An airplane requires 420 m of runway to take off from an airstrip. If the plane starts from rest and it takes 32 s to lift off, with what velocity does it leave the ground? What was the average acceleration of the plane?
d = .5 a t^2
840 = a(1024)
a = .820 m/s^2
v = a t = .820 * 32 = 26.2 m/s
To find the velocity with which the airplane leaves the ground, we can use the formula:
velocity = distance / time.
In this case, the distance is the length of the runway required for takeoff (420 m), and the time is the time taken to lift off (32 s). So, the velocity can be calculated as:
velocity = 420 m / 32 s
Simplifying this equation gives:
velocity = 13.125 m/s
Therefore, the airplane leaves the ground with a velocity of 13.125 m/s.
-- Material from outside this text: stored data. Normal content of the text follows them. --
PR #32, opened 2017-04-03
Rocm hc support

psteinb:
added support for GPU stream implemented with HC on the ROCm platform with AMD GPUs.

```
$ ./hc-stream --device 1
GPU-STREAM
Version: 3.1
Implementation: HC
Running kernels 100 times
Precision: double
Using HC device AMD HSA Agent gfx8032
Copy        408840.162  0.00131     0.00135     0.00133     
Mul         413124.761  0.00130     0.00133     0.00131     
Add         418120.941  0.00193     0.00196     0.00194     
Triad       419383.219  0.00192     0.00207     0.00194     
Dot         317894.801  0.00169     0.00183     0.00173
```

with a AMD R9 Fiji Nano on ubuntu 14.04.5 with rocm 1.4


psteinb:
should I update this PR given the recent tag of v3.2?

tomdeakin:
I don't think we've changed anything that affects this HC version.

psteinb:
very good, would you consider merging it then?

HC.make
```diff
@@ -0,0 +1,14 @@
+
+# TODO: HC with HCC
```
jrprice: What does this TODO reference? Isn't this Makefile already using HCC?

HCStream.cpp
```diff
@@ -0,0 +1,269 @@
...
+
+  // The array size must be divisible by TBSIZE for kernel launches
+  if (ARRAY_SIZE % TBSIZE != 0)
+  {
+    std::stringstream ss;
+    ss << "Array size must be a multiple of " << TBSIZE;
+    throw std::runtime_error(ss.str());
+  }
+
+  // // Set device
```
jrprice: Nit: extra `//`

HCStream.cpp
```diff
@@ -0,0 +1,269 @@
...
+  std::vector<hc::accelerator> accs = hc::accelerator::get_all();
+  auto current = accs[device_index];
```
jrprice: Could use a sanity check here that `device_index` is in range.

HCStream.cpp
```diff
@@ -0,0 +1,269 @@
...
+                                });
+
+  hc::completion_future future_b= hc::parallel_for_each(hc::extent<1>(array_size)
+                                                        , [=](hc::index<1> i) [[hc]] {
+                                                          view_b[i] = _b;
+                                                        });
+  hc::completion_future future_c= hc::parallel_for_each(hc::extent<1>(array_size)
+                                                        , [=](hc::index<1> i) [[hc]] {
+                                                          view_c[i] = _c;
+                                                        });
```
jrprice: Is there a reason why these initialisation kernels are separate rather than just being a single lambda?

HCStream.cpp
```diff
@@ -0,0 +1,269 @@
...
+
+  try{
+    hc::completion_future future_kernel = hc::parallel_for_each(hc::extent<1>(array_size)
+                                , [=](hc::index<1> i) [[hc]] {
+                                  view_b[i] = scalar*view_c[i];
+								});
+    future_kernel.wait();
+  }
+  catch(std::exception& e){
+    std::cerr << __FILE__ << ":" << __LINE__ << "\t HCStream<T>::copy " << e.what() << std::endl;
```
jrprice: `s/copy/mul/`

HCStream.cpp
```diff
@@ -0,0 +1,269 @@
...
+
+  try{
+    hc::completion_future future_kernel = hc::parallel_for_each(hc::extent<1>(array_size)
+                                , [=](hc::index<1> i) [[hc]] {
+                                  view_c[i] = view_a[i]+view_b[i];
+								});
+    future_kernel.wait();
+  }
+  catch(std::exception& e){
+    std::cerr << __FILE__ << ":" << __LINE__ << "\t HCStream<T>::copy " << e.what() << std::endl;
```
jrprice: `s/copy/add`

HCStream.cpp
```diff
@@ -0,0 +1,269 @@
...
+
+  try{
+    hc::completion_future future_kernel = hc::parallel_for_each(hc::extent<1>(array_size)
+                                , [=](hc::index<1> i) [[hc]] {
+                                  view_a[i] = view_b[i] + scalar*view_c[i];
+								});
+    future_kernel.wait();
+  }
+  catch(std::exception& e){
+    std::cerr << __FILE__ << ":" << __LINE__ << "\t HCStream<T>::copy " << e.what() << std::endl;
```
jrprice: `s/copy/triad`

HCStream.cpp
```diff
@@ -0,0 +1,269 @@
...
+
+template <class T>
+T HCStream<T>::dot()
+{
+   //implementation adapted from
+    //https://ampbook.codeplex.com/SourceControl/latest
+    // ->Samples/CaseStudies/Reduction
+    // ->CascadingReduction.h
+
+    static constexpr std::size_t n_tiles = 64;
```
jrprice: Where does this number come from? Is this something that could/should be determined dynamically from the device specification?

HCStream.cpp
```diff
@@ -0,0 +1,269 @@
...
+
+        for (auto h = TBSIZE / 2; h; h /= 2) {
+            if (tidx.local[0] < h) {
+                tileData[tidx.local[0]] += tileData[tidx.local[0] + h];
+            }
+            tidx.barrier.wait_with_tile_static_memory_fence();
+        }
+
+        if (tidx.global == tidx.tile_origin) partial[tidx.tile] = tileData[0];
+    });
```
jrprice: Is this implementation the same as the OpenCL/CUDA versions? It looks like it might be, but I'm not familiar enough with HC terminology to be sure.

HC.make
psteinb: fixed with b1fc309f3ac9953ddf3e8f93c2ae60ddb7ae9c66

HCStream.cpp
psteinb: fixed with f6d6874

HCStream.cpp
psteinb: fixed with a971591, would you like to have a try-else clause as well? or is the `accs.at(device_index)` enough?

HCStream.cpp
psteinb: no, not really ... would you prefer a merged initialisation? (this way is more easy to debug as there is not device side debugger available in rocm 1.4)

HCStream.cpp
psteinb: fixed in c0559c2

HCStream.cpp
psteinb: fixed in c0559c2

HCStream.cpp
psteinb: fixed in c0559c2

HCStream.cpp
psteinb: @AlexVlx Can you comment on the 64 (this is your code)? is it related to the wavefront size?

HCStream.cpp
psteinb: AFAIK, yes

HCStream.cpp
AlexVlx: Hello Peter. This is not quite my code, if you recall you picked it up from the C++AMP book, and I merely provided an alternative that worked in your context. It should indeed be dynamically determined, based on how many elements one may want to process per lane e.g.:
    - n_tiles = domain_size / (lanes_per_tile * elements_per_lane);
Note that the current value (64) is sub-optimal for modern AMD GPUs, such as e.g. Fiji. Thank you.

psteinb:
Fair enough, that slipped my memory. I apologize.

So then the number of elements per lane is the configurable parameter 
here. In BabelStream's CUDA implementation, the thread block size is 
fixed to 1024 by means of a preprocessor definition as is the grid size 
to 256, i.e. the reduction is grid size in nature. I am not sure what 
the reasoning was behind that as it also results in a dynamic number of 
work items per thread per device (as the number of active threads 
depends on the number of SMs etc) depending on what card you run on 
which can lead to quite some unfair comparisons if I am not mistaken.

tomdeakin:
Hard coding 1024 for CUDA comes from firstly having to choose a number, and therefore secondly  [some work](https://www.karlrupp.net/2016/01/gpu-memory-bandwidth-vs-thread-blocks-cuda-workgroups-opencl/) which says 1024 is a reasonable number. It's perhaps difficult to come up with a robust heuristic using only CUDA API calls to work out what this number should be in a device agnostic manner. OpenCL gets around this by not requiring a local size being set and letting the vendor choose in the runtime.

For the OpenCL reductions, we use the API calls to make a reasonable heuristic/guess which works well on all devices we've tested. We *could* use a similar approach for CUDA reductions, however it means we cannot use a static sized shared memory allocation. A change here would also need to be reflected in the HIP code.
I'm not convinced the evidence shows it makes a difference for the reduction. For the `dot` kernel, the CUDA and OpenCL results are *very similar* on NVIDIA GPUs, despite each code taking a different approach for determining the number of thread blocks/work groups to launch.

psteinb:
ok, so does that imply, that for hc we can stick to a *good number* that 
is able to reproduce e.g. the HIP or OpenCL results? As for `TBSIZE` 
this can be made configurable through preprocessor definitions. How 
about that?

On the topic of `TBSIZE` itself, the link you shared, shows that 
choosing 1024 makes the results go into compute bound part of the 
roofline model (above/equals 16 thread blocks), which is where (given 
the simplicity of c[:] = b[:] + a[:]) you are able to measure the memory 
bandwidth. this can only happen once the device is "fully" occupied in 
terms of memory loads/stores per SM. Which (for me) raises the concern, 
if a naive user runs the CUDA Babel stream with all default values, it 
maybe that he/she ends up in the bandwidth bound region of the roofline 
plot ... which clearly would not reflect the maximum bandwidth available 
from the card.

psteinb:
just did a small study on this with a GTX1080 and cuda 8.0.61:
cuda_dot_sweep
the default array size of 33554432 puts you in the compute bound section for this card, does that hold for all cards? (my apologies if I am nit picking here)

Ruyk:
Just to note that, if a change is made on the OpenCL code to alter array sizes or selection of local group sizes, the same custom selection of sizes should be done for the SYCL variant of the code. I am happy to help to make that change if required.
However, seems that having this "golden values" for each variant will favour vendor-specific approaches (such as CUDA or ROCm, that target specific hardware thus this golden values are easily determined) vs more generic approaches (OpenCL, SYCL, others...) where a golden value targeting one platform may hinder performance in others.

tomdeakin:
@Ruyk I'm happy with the current OpenCL and SYCL approach which (for reductions) queries the API and for GPU launches `4*CL_DEVICE_MAX_COMPUTE_UNITS` work-groups of size `CL_DEVICE_MAX_WORK_GROUP_SIZE`, and for CPU launches `CL_DEVICE_MAX_COMPUTE_UNITS` work-groups of size `2* CL_DEVICE_NATIVE_VECTOR_WIDTH_DOUBLE`. Essentially we're launching a "status quo" number of work-groups per physical hardware "thing" - 4 groups per compute unit on a GPU and 1 group per compute unit (core) on a CPU.

For non-reduction kernels it's a non-issue in OpenCL and SYCL as we can use a local size of `NULL`.

For both kernel types in CUDA we **have** to pick a "golden value" under the CUDA model. 1024 threads per thread block is such a number that could be classed as "best practice", which is what the focus of this code is: "If we follow best practices, how do we do?".


@psteinb STREAM is a memory bandwidth bound kernel, so I'm not sure I understand how you categorise it based on problem size, particularly with your reference to Roofline. The graph you plot is not Roofline as the axis are wrong. Roofline is FLOPS (y-axis) vs AI (x-axis), and the AI of the STREAM kernels are fixed no matter what problem size you run.

The rules of original STREAM say the arrays have to be larger than last level cache. At one point we set the rules of BabelStream similarly (possibly in an old README but I can't find it right now). However on GPUs this is an awkward metric, and so when benchmarking one device in isolation you should increase the problem size until it changes little. When benchmarking more than one device, a single problem size must used for a fair comparison.

The results you show for dot bandwidth on the GTX 1080 Ti look marginal between the default problem and anything larger. What is the difference?

psteinb:
> For both kernel types in CUDA we **have** to pick a "golden value" under the CUDA model. 1024 threads per thread block is such a number that could be classed as "best practice", which is what the focus of this code is: "If we follow best practices, how do we do?".

sure thing, but my point is that fixing the thread block size and the 
array size comes at the expense of a generic measurement, which the user 
of BabelStream needs to be aware of (and @ruyk already touched upon the 
issue of comparability with less low-level paradigms such as OpenMP, 
Sycl etc).
You can observe this in the plot I posted earlier: the default 
`array_size` is not yet at the saturation point (albeit it's close to 
it). So one has to wonder, how future GPU generations will behave.

> @psteinb STREAM is a memory bandwidth bound kernel, so I'm not sure I understand how you categorise it based on problem size, particularly with your reference to Roofline. The graph you plot is not Roofline as the axis are wrong. Roofline is FLOPS (y-axis) vs AI (x-axis), and the AI of the STREAM kernels are fixed no matter what problem size you run.

I guess , I wasn't too clear here with my wording. Sorry, to have caused 
confusion. I was mostly referring to the CUDA implementation of the dot 
kernel. Here, given you start to vary the thread block size, you can end 
up in the bandwidth saturated plateau (which is what BabelStream aims 
for I guess to make fair comparisons) or in the ramp before it (which is 
what you don't want to have I guess) - this behavior is what the blog 
post you mentioned illustrated IIRC.

FLOPS is just another bandwidth measure. the standard roofline plot 
settles on FLOPS vs. AI but does nothing else than illustrate/quantify 
the trade-off between memory bandwidth and compute bandwidth. you see 
this in the plot above as well. As long as you are on the ramp, you 
still have memory bandwidth that can be used. when you reach saturation, 
the only bound is frequency of the device, i.e. a metric related to 
computational performance (which is the root cause of my linguistic 
imprecision that I need to apologize for). So at the end of the day, I 
think the plot above and a classical roofline chart are very much 
related for GPUs. Even more so for the dot kernel (maybe not for the 
STREAM kernels as you pointed out correctly).

>
> The rules of original STREAM say the arrays have to be larger than last level cache. At one point we set the rules of BabelStream similarly (possibly in an old README but I can't find it right now). However on GPUs this is an awkward metric, and so when benchmarking one device in isolation you should increase the problem size until it changes little. When benchmarking more than one device, a single problem size must used for a fair comparison.
>
Yes, but on the GPU the situation is more severe as you have multiple 
hardware units (in nvidia lingo: the SMs) that each yield one or more 
channels to memory, i.e. only if you use all SMs, you will obtain the 
maximum memory bandwidth. which is (again), what my plot above 
illustrates. when the problem size is large enough, you can be sure, 
that all memory channels are used at maximum. This is my central concern 
with fixing the `array_size` AND `TBSIZE`.

> The results you show for dot bandwidth on the GTX 1080 Ti look marginal between the default problem and anything larger. What is the difference?
>
see my discussion above.

tomdeakin:
`array_size` is not fixed and can be set at runtime with the `--arraysize` flag; we've just set a default value that works OK for all devices we've tested to date. If new devices (of any kind) are released where this number is too small we will increase the default size.

In the CUDA code `TBSIZE` is fixed because the model requires a number to be chosen. Do you have a suggestion for choosing this number using the CUDA API that works well for all NVIDIA GPUs? Would this approach also viable in HC API?

Please state the numerical results for the GTX 1080 Ti for the default problem size and the larger problem size as it's hard to see what they are on your graph. I want to know what the percentage difference between the numbers are - are we talking a couple of %, or >10%?

psteinb:
on the `array_size` issue: good, this is what I've understood so far as well.

dynamically setting `TBSIZE`: don't know about this idea. As much as I'd like that to happen (you can infer the maximally supported thread block size from the CUDA API) I am not sure what it does to comparability to the results of other cards. Maybe this is a hen-and-egg problem. I need to think about that one.

not sure what you mean by "Please state the numerical results for the GTX 1080 Ti". the plot from above was for a GTX 1080 (no Ti involved). Here are the numerical values for completeness:

```
|-------------+--------+---------+--------------------|
|  array_size | sizeof | device  | dot_bw_mb_per_sec  |
|-------------+--------+---------+--------------------|
|  4096       | 4      | GTX1080 | 1249.209           |
|  8192       | 4      | GTX1080 | 2511.535           |
|  16384      | 4      | GTX1080 | 4998.551           |
|  32768      | 4      | GTX1080 | 9979.975           |
|  65536      | 4      | GTX1080 | 18388.328          |
|  131072     | 4      | GTX1080 | 37425.084          |
|  262144     | 4      | GTX1080 | 64513.859          |
|  524288     | 4      | GTX1080 | 108058.843         |
|  1048576    | 4      | GTX1080 | 145853.323         |
|  2097152    | 4      | GTX1080 | 191728.656         |
|  4194304    | 4      | GTX1080 | 217695.085         |
|  8388608    | 4      | GTX1080 | 232864.072         |
|  16777216   | 4      | GTX1080 | 242849.775         |
|  33554432   | 4      | GTX1080 | 245644.329         |
|  67108864   | 4      | GTX1080 | 247923.390         |
|  134217728  | 4      | GTX1080 | 248702.469         |
|  268435456  | 4      | GTX1080 | 249632.163         |
|  536870912  | 4      | GTX1080 | 249721.426         |
|-------------+--------+---------+--------------------|
```
the default array_size is missing out on 4GB/s  that is 1.6%. But this is one card only. Would be interesting to check this on a P100 for example or anything with much more DRAM than this 1080. As explained above, this might make the difference bigger. But maybe there is a misunderstanding here. I am not trying to convince you to increase the default `array_size` at all. I am mostly worried about the interplay of any `array_size` and `TBSIZE` etc.

So what do you suggest to do with this PR? From what I take from the discussion, I'd would play a bit with  `n_tiles` and see if I can find a value that maximizes the throughput. I'd make this a compile-time constant than similar to `TBSIZE`. What do you think?

tomdeakin:
Where values need to be hard coded in just pick something sensible, but code them in a way that they can be changed, probably with a `#define`.

tomdeakin:
I also just noticed you were running using single precision on the GTX1080. The default is double, which is what I thought you were running. I wonder if the default problem size in double precision on that device still shows a small difference from the maximum.

psteinb:
after quite some time, I got around to looking into changing the tile size a bit for the `dot` kernel. It turns out, changes don't have such a strong impact. therefor, I left the tile size configurable as a preprocessor parameter. I tested everything with rocm 1.6-77 on a R9 Nano. the results look ok:

```
GPU-STREAM
Version: 3.1
Implementation: HC
Running kernels 100 times
Precision: double
Using HC device AMD HSA Agent gfx8032
Copy        382799.207  0.00140     0.00155     0.00148     
Mul         391215.510  0.00137     0.00159     0.00146     
Add         351121.687  0.00229     0.00243     0.00238     
Triad       345814.135  0.00233     0.00242     0.00237     
Dot         271971.080  0.00197     0.00244     0.00206
```

Not sure if @AlexVlx has an opinion about it. I know that the ROCm team use babelstream within their benchmark suite.

psteinb:
any ideas about this PR?

tomdeakin:
Can you also pull out `n_tiles` to a preprocessor macro? Have a look at CUDAStream.h for inspiration.

psteinb:
done.

tomdeakin:
Thanks for contributing this. I've merged it.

To find the average acceleration of the plane, we can use the formula:
acceleration = change in velocity / time taken.
Since the plane starts from rest, the initial velocity is 0 m/s. So, the change in velocity is the final velocity (calculated above) minus the initial velocity:
change in velocity = final velocity - initial velocity = 13.125 m/s - 0 m/s = 13.125 m/s.
The time taken for takeoff is given as 32 s.
Therefore, the average acceleration can be calculated as:
acceleration = 13.125 m/s / 32 s
Simplifying this equation gives:
acceleration = 0.410 m/s²
Therefore, the average acceleration of the plane is 0.410 m/s².